WORK ITEM: Please copy exactly the lines from the top of the data through the line containing "- Refactored MyCollection", and nothing else.

SUPPLIED RECORDS:
PR #5851, opened 2021-12-02
Chore: Refactor Add My Collection Artwork form from Modal to Individual Pages

lordkiz:

This PR resolves [CX-2165]

### Description

- Refactored MyCollection Artwork form flow from using Modal to Using a normal Nav Screen

Other refactor work which included:
- Hack to pass functions as navigational props on iOS
- Removed unnecessary refs in Medium Picker
- Fix MaxListener exceeded warning when using so many Inputs in a long form

https://user-images.githubusercontent.com/18648835/144646574-ca7d9af4-9e7d-49ca-a11b-75aaf9c1e07a.mp4

### To the reviewers 👀

-

#### iOS user-facing changes

-

-

#### Dev changes

- Chore: Refactor My Collection Artwork Form flow - kizito

</details>

[CX-2165]: https://artsyproduct.atlassian.net/browse/CX-2165?atlOrigin=eyJpIjoiNWRkNTljNzYxNjVmNDY3MDlhMDU5Y2ZhYzA5YTRkZjUiLCJwIjoiZ2l0aHViLWNvbS1KU1cifQ


ArtsyOpenSource:
<table>
  <thead>
    <tr>
      <th width="50"></th>
    </tr>
  </thead>
  <tbody><tr>
      <td>:warning:</td>
      <td>

  </td>
    </tr>
  </tbody>
</table>



<p align="right">
  Generated by :no_entry_sign: <a href="https://danger.systems/js">dangerJS</a> against 238ed8fb82b2b815682651700c7cbe50b3faa423
</p>

src/lib/Scenes/MyCollection/Screens/ArtworkFormModal/MyCollectionArtworkFormModal.tsx
```diff
@@ -38,14 +38,19 @@ export type ArtworkFormMode = "add" | "edit"
 export type ArtworkFormModalScreen = {
```
brainbicycle, line 38: **thought:** maybe we should rename if no longer a modal?

src/lib/Scenes/MyCollection/Screens/ArtworkFormModal/MyCollectionArtworkFormModal.tsx
```diff
@@ -38,14 +38,19 @@ export type ArtworkFormMode = "add" | "edit"
...
+  }
+  AddPhotos: {
+    onHeaderBackButtonPress(): void
   }
-  AdditionalDetails: undefined
-  AddPhotos: undefined
 }
 
-type MyCollectionArtworkFormModalProps = { visible: boolean; onDismiss: () => void; onSuccess: () => void } & (
+type MyCollectionArtworkFormModalProps = { onSuccess: () => void } & (
```
brainbicycle, line 53: same comment as above

src/lib/Scenes/MyCollection/Screens/ArtworkFormModal/MyCollectionArtworkFormModal.tsx
```diff
@@ -184,32 +195,47 @@ export const MyCollectionArtworkFormModal: React.FC<MyCollectionArtworkFormModal
...
+            name="AdditionalDetails"
+            component={MyCollectionAdditionalDetailsForm}
+            initialParams={{ onHeaderBackButtonPress }}
+          />
+          <Stack.Screen
+            name="AddPhotos"
+            component={MyCollectionAddPhotos}
+            initialParams={{ onHeaderBackButtonPress }}
+          />
+        </Stack.Navigator>
```
brainbicycle, line 237: ✨

src/lib/Scenes/MyCollection/Screens/ArtworkFormModal/Screens/MyCollectionArtworkFormMain.tsx
```diff
@@ -43,7 +43,11 @@ export const MyCollectionArtworkFormMain: React.FC<StackScreenProps<ArtworkFormM
 
   return (
     <>
-      <FancyModalHeader leftButtonText="Cancel" onLeftButtonPress={() => route.params.onDismiss()}>
+      <FancyModalHeader
```
brainbicycle, line 46: similar, maybe if we are using this for more than just modals we should name it something like `NavigationHeader`?

src/lib/store/PropsStore.tests.ts
```diff
@@ -0,0 +1,59 @@
+import { propsStore } from "./PropsStore"
+
+describe("propsStore", () => {
+  describe(propsStore.setPendingProps, () => {
+    it("sets pendingProps", () => {
```
brainbicycle, line 5: nitpick: would be nice to be a little more descriptive for people who come to this module and aren't as familiar
```suggestion
    it("stores and retrieves props for a module", () => {
```

src/lib/store/PropsStore.tests.ts
```diff
@@ -0,0 +1,59 @@
...
+      const pendingProps = {
+        str: "a string",
+        afunc: () => null,
+      }
+      propsStore.setPendingProps("myModule", pendingProps)
+      expect(propsStore.getPropsForModule("myModule")).toEqual(pendingProps)
+    })
+    it("overwrites whatever pending props", () => {
```
brainbicycle, line 13:
```suggestion
    it("overwrites whatever props already exist for a module", () => {
```

src/lib/store/PropsStore.tests.ts
```diff
@@ -0,0 +1,59 @@
...
+      const expected = { str: first.str, deezFunc: second.deezFunc }
+      const moduleName = "Modularrr"
+      propsStore.setPendingProps(moduleName, first)
+      propsStore.mergeNewPropsForModule(moduleName, second)
+      expect(propsStore.getPropsForModule(moduleName)).toEqual(expected)
+    })
+  })
+
+  describe(propsStore.updateProps, () => {
+    it("callback with updated props", () => {
```
brainbicycle, line 47:
```suggestion
    it("calls callback with updated props", () => {
```

src/lib/store/PropsStore.tests.ts
```diff
@@ -0,0 +1,59 @@
...
+      const callback = jest.fn()
+      const first = { str: "a string" }
+      const second = { str: "a diff string", deezFunc: () => null }
+      const expected = { str: second.str, deezFunc: second.deezFunc }
+      const moduleName = "banananana"
```
brainbicycle, line 52: 🍌

brainbicycle (changes requested):
🙌 
Overall this looks great to me, some minor requests on naming specifically if things are no longer being used only for modals or aren't modals can we remove that from the name, and then some nitpicks around test descriptions but otherwise looks great! Thanks

src/lib/Scenes/MyCollection/Screens/ArtworkFormModal/MyCollectionArtworkFormModal.tsx
lordkiz: @brainbicycle I thought to but this will make the PR large and difficult to review. I will do it anyway.

src/lib/Scenes/MyCollection/Screens/Artwork/MyCollectionArtwork.tsx
```diff
@@ -42,22 +40,24 @@ export const MyCollectionArtwork: React.FC<MyCollectionArtworkProps> = ({ artwor
...
+              passProps: {
+                mode: "edit",
+                artwork,
+                onSuccess: () => {
+                  popToRoot()
+                },
+                onDelete: () => {
+                  setTimeout(() => {
+                    popToRoot()
+                  }, 50)
```
olerichter00, line 57: **(question):** Why do we need a timeout for `onDelete`?

src/lib/Scenes/MyCollection/Screens/ArtworkForm/MyCollectionArtworkForm.tsx
```diff
@@ -145,6 +152,10 @@ export const MyCollectionArtworkFormModal: React.FC<MyCollectionArtworkFormModal
             await myCollectionDeleteArtwork(props.artwork.internalID)
             refreshMyCollection()
             props.onDelete()
+            setTimeout(() => {
+              // reset form values incase user deleted after editing
+              GlobalStore.actions.myCollection.artwork.resetForm()
+            }, 500)
```
olerichter00, line 158: **(question)**: Is there any way to remove the form data inside an effect instead? I don't think using a timer with an arbitrary timeout is a good idea.

src/lib/Scenes/MyCollection/Screens/ArtworkFullDetails/MyCollectionArtworkFullDetails.tsx
```diff
@@ -2,55 +2,46 @@ import { editCollectedArtwork } from "@artsy/cohesion"
...
+            passProps: {
+              mode: "edit",
+              artwork: props.artwork,
+              onSuccess: () => {
+                popParentViewController()
+              },
+              onDelete: () => {
+                setTimeout(() => {
+                  popToRoot()
+                }, 50)
```
olerichter00, line 35: **(question):** Why do we need a timeout here?

src/lib/store/PropsStore.tests.ts
olerichter00: 🍌 🍌 🍌

rajsam003 (approved):
LGTM 👍🏽

src/palette/elements/Input/Input.tsx
```diff
@@ -111,7 +111,11 @@ export const Input = React.forwardRef<TextInput, InputProps>(
     const fontFamily = theme.fonts.sans.regular
 
     useEffect(() => {
-      inputEvents.addListener("clear", localClear)
+      if (!inputEvents.listeners("clear").length) {
+        // in a long form with so many Inputs, we will easily exceed maxLimit for
+        // listeners for clear. So add it only if not already added.
+        inputEvents.addListener("clear", localClear)
+      }
```
olerichter00, line 118: I don`t really understand how we exceed the `maxLimit` for listeners in the form. When I look at the form, I see less than 20 inputs. Are you sure that the reason for the warning is not due to an error?

olerichter00 (commented):
This is great work! 🙌  I've added a couple of questions and ideas.

src/lib/Scenes/MyCollection/MyCollection.tsx
```diff
@@ -147,8 +142,13 @@ const MyCollection: React.FC<{
               <Button
                 testID="add-artwork-button-zero-state"
                 onPress={() => {
-                  setShowModal(true)
                   trackEvent(tracks.addCollectedArtwork())
+                  navigate("my-collection/add-my-collection-artwork", {
```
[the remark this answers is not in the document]
pvinis: I like this idea

src/lib/Scenes/MyCollection/Screens/ArtworkForm/Screens/MyCollectionArtworkFormMain.tsx
```diff
@@ -43,7 +43,11 @@ export const MyCollectionArtworkFormMain: React.FC<StackScreenProps<ArtworkFormM
 
   return (
     <>
-      <FancyModalHeader leftButtonText="Cancel" onLeftButtonPress={() => route.params.onDismiss()}>
+      <FancyModalHeader
+        onLeftButtonPress={route.params.onHeaderBackButtonPress}
+        rightButtonText={isFormDirty() ? "Clear" : undefined}
+        onRightButtonPress={isFormDirty() || __TEST__ ? () => route.params.clearForm() : undefined}
```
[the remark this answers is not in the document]
pvinis: this has caused problems in the sticky header too. I agree we should avoid it.

src/lib/AppRegistry.tsx
```diff
@@ -194,9 +197,13 @@ const InnerPageWrapper: React.FC<PageWrapperProps> = ({ fullBleed, isMainView, V
 @track()
 class PageWrapper extends React.Component<PageWrapperProps> {
   render() {
+    const props = {
+      ...this.props,
+      viewProps: { ...this.props.viewProps, ...propsStore.getPropsForModule(this.props.moduleName) },
```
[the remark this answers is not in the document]
lordkiz: @olerichter00 I see. However, PropsStore only hold props that'd be passed around in react native. If I name a react native props viewProps, that would imply that these are props meant for only react native Views. Here each module is registered and treated as native views, so it makes sense to name whatever set of props specific to that native view viewProps. If you for example write `propsStore.getViewPropsForModule` outside of `AppRegistry.tsx`, it becomes really really confusing.

src/lib/Scenes/MyCollection/MyCollection.tsx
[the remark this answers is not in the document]
lordkiz: @olerichter00 Nice idea. Can we have multiple routes match the same module?

src/lib/Scenes/MyCollection/Screens/Artwork/MyCollectionArtwork.tsx
lordkiz: @olerichter00 I don't want to popToRoot while root (in this case MyCollection.tsx) is still being refreshed. You don't think it is important?

brainbicycle (dismissed):

src/lib/Scenes/MyCollection/MyCollection.tsx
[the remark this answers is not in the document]
olerichter00: That should work but why do we need multiple routes for the same module?

src/lib/Scenes/MyCollection/Screens/Artwork/MyCollectionArtwork.tsx
olerichter00: What happens if we remove the timeout?

src/lib/Scenes/MyCollection/Screens/ArtworkForm/MyCollectionArtworkForm.tsx
lordkiz: @olerichter00  Inside an effect? I don't understand. 
Also, reseting the form will trigger a reload if we have not popped this screen yet. Also we want to avoid reseting the form as we are popping the view. Resetting before popping the view will just cause an unnecessary rerender. Why is using a timeout bad in this case?

src/lib/Scenes/MyCollection/Screens/ArtworkForm/MyCollectionArtworkForm.tsx
```diff
@@ -184,38 +195,53 @@ export const MyCollectionArtworkFormModal: React.FC<MyCollectionArtworkFormModal
     }
 
     GlobalStore.actions.myCollection.artwork.resetForm()
-    props.onDismiss?.()
+  }
+
+  const onHeaderBackButtonPress = () => {
+    const currentRoute = navContainerRef.current?.getCurrentRoute()
+    if (!currentRoute?.name || currentRoute?.name === "ArtworkForm") {
```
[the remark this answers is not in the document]
lordkiz: @olerichter00 Nein. `MyCollectionArtworkForm` just holds the Navigator, the routes are from the stack screens. ArtworkForm is the first screen of this Navigator. Usually before any navigation, currentRoute will be nil, that's why I did `!currentRoute?.name ...`

src/lib/Scenes/MyCollection/MyCollection.tsx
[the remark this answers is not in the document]
lordkiz: @olerichter00 for `my-collection/artworks/edit`

src/lib/Scenes/Partner/Components/PartnerShows.tests.tsx
```diff
@@ -1,47 +1,59 @@
-import { PartnerShows_partner } from "__generated__/PartnerShows_partner.graphql"
-import { PartnerShowsTestsQueryRawResponse } from "__generated__/PartnerShowsTestsQuery.graphql"
-import { GlobalStoreProvider } from "lib/store/GlobalStore"
-import { renderRelayTree } from "lib/tests/renderRelayTree"
+import { PartnerShowsTestsQuery, PartnerShowsTestsQueryRawResponse } from "__generated__/PartnerShowsTestsQuery.graphql"
```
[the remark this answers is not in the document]
lordkiz: Haha. These are from George's test fix. I think my Artsy vscode settings reformatted them or something.

src/palette/elements/Input/Input.tsx
lordkiz: @olerichter00 EventEmitter will continue to add listeners for a particular event until it gets to 10, then it will start showing warnings even though it will continue to add these events listeners. In forms like add artwork form more than 10 'clear' event listeners will be added so we'd get warnings all over the place. We don't ever need more than 1 clear event at any time.

src/lib/Scenes/MyCollection/Screens/ArtworkForm/Screens/MyCollectionArtworkFormMain.tsx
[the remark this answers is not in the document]
lordkiz: @olerichter00 @pvinis thanks. I agree, it doesn't look nice. How do you test clearForm() in this case if it is dependent on isFormDirty() ?

src/lib/Scenes/MyCollection/Screens/Artwork/MyCollectionArtwork.tsx
lordkiz: @olerichter00 occassionally you might see the artwork that would be deleted when you arrive at the root, followed by a jumpy MyCollection page as it is refreshed. It doesn't look bad though, it animates gracefully. I guess I can remove these timeouts. But I'd rather not see the refresh happening in my opinion.

src/lib/Scenes/MyCollection/MyCollection.tsx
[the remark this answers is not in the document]
olerichter00: This would then probably be `my-collection/artworks/:artworkID/edit` and use the same form, yes 👍

src/lib/Scenes/MyCollection/Screens/ArtworkForm/MyCollectionArtworkForm.tsx
olerichter00: I was thinking about using the [useEffect cleanup function](https://blog.logrocket.com/understanding-react-useeffect-cleanup-function/).

src/lib/Scenes/MyCollection/Screens/ArtworkForm/Screens/MyCollectionArtworkFormMain.tsx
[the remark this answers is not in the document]
olerichter00: Can you make the form dirty to test it?

src/palette/elements/Input/Input.tsx
olerichter00: At which point do we add these events? Isn't this the problem we want to solve instead?

src/lib/Scenes/MyCollection/Screens/ArtworkForm/MyCollectionArtworkForm.tsx
lordkiz: Cleanup yeah. Why didn't I think of that? 👍

src/lib/Scenes/MyCollection/MyCollection.tsx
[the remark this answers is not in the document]
lordkiz: So we'd be passing an id that we'll never use? 🤔

src/palette/elements/Input/Input.tsx
lordkiz: This ☝️ is the point we add the event listener.

olerichter00: Hmm, but looking at the code the event listener is added once the Input is mounted and then it is removed again once the input is unmounted. How can the clear event be added multiple times for one `Input` component?

```
useEffect(() => {
      inputEvents.addListener("clear", localClear)
      return () => {
        inputEvents.removeListener("clear", localClear)
      }
    }, [])
```

src/lib/Scenes/MyCollection/Screens/ArtworkForm/MyCollectionArtworkForm.tsx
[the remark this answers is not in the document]
olerichter00: Ok, can you add a comment to explain this in the code (for people like me who don't understand it ;))?

src/lib/Scenes/MyCollection/MyCollection.tsx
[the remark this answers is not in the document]
olerichter00: If we edit an artwork we would need the ID of the artwork to know which to edit, right?

src/lib/Scenes/MyCollection/Screens/Artwork/MyCollectionArtwork.tsx
olerichter00: I would remove it. Adding these timeouts can always lead to unpredictable behaviour.

src/palette/elements/Input/Input.tsx
lordkiz: Each Input will add a `clear` event listener when it mounts. That's why in a long form with many Inputs you can end up adding so many. Listeners are not local to the component that added them. That's why you remove them when you unmount. Listeners can continue to exist even after the component that added them is destroyed.

olerichter00: > That's why you remove them when you unmount. Listeners can continue to exist even after the component that added them is destroyed.

Doesn't this mean that the listener will be removed when the component is unmounted? Maybe you can create an example that reproduces the issue and we can see how to fix it. Adding `if (!inputEvents.listeners("clear").length)` won't work because it brings back the bug that has been fixed in https://github.com/artsy/eigen/pull/5681 .

src/lib/Scenes/MyCollection/Screens/ArtworkForm/MyCollectionArtworkForm.tsx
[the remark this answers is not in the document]
lordkiz: Oh, this is obvious. You are just confusing the Navigator for screens. This page just holds the Navigator that holds the screens. React-navigation by default will use the first screen you defined in the Navigator as the initial screen which in this case is ArtworkForm. Before we navigate within the Navigator, currentRoute can be null (remember our navigation to this Navigator on ios is from Native pushView, while on android this Navigator is nested inside NavStack.tsx)

src/lib/Scenes/MyCollection/MyCollection.tsx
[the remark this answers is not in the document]
lordkiz: Not necessarily. We already have the artwork, and can just pass it to the component. No need to refetch it. But there is no harm in adhering to the standards of Restful routes even though we pass the artwork for the sake of convenience. It is much neater.

src/palette/elements/Input/Input.tsx
lordkiz: @olerichter00 It will not bring back that bug. The Input in Search Page will register a new event listener for clear if the event listener is not already registered. So no issues here.

lordkiz: > Doesn't this mean that the listener will be removed when the component is unmounted?
Yes, but a 100 Inputs will add 100 listeners for the same event

lordkiz: @olerichter00 Fixed the bug where unmounted components prevent clear from firing. This is apparently because the event listener was using an anonymous function as a callback. Changing it to a named function should allow any instance of Input to be able to receive clear event and clear without necessarily registering a new event listener.

olerichter00: I still get the same bug with your current changes. I created a [code sandbox](https://codesandbox.io/s/js-playground-forked-u2nk4?file=/src/index.js) with a simplified example to explain why we need to add an event listener for every input.

src/palette/elements/Input/Input.tsx
```diff
@@ -90,6 +91,7 @@ export const Input = React.forwardRef<TextInput, InputProps>(
       multiline,
       maxLength,
       showLimit,
+      shouldAddListenerForClear = true,
```
olerichter00, line 94: Why not default to `false` since we just need the clear listener in one place in the app (Search Screen)?

```suggestion
      addClearListener = false,
```

lordkiz: I didn't know we needed it only in one place. It definitely should default to false. 👍

olerichter00 (dismissed):
🚀

olerichter00 (approved):

olerichter00:
#squashongreen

ANSWER AREA:
PR #5851, opened 2021-12-02
Chore: Refactor Add My Collection Artwork form from Modal to Individual Pages

lordkiz:

This PR resolves [CX-2165]

### Description

- Refactored MyCollection Artwork form flow from using Modal to Using a normal Nav Screen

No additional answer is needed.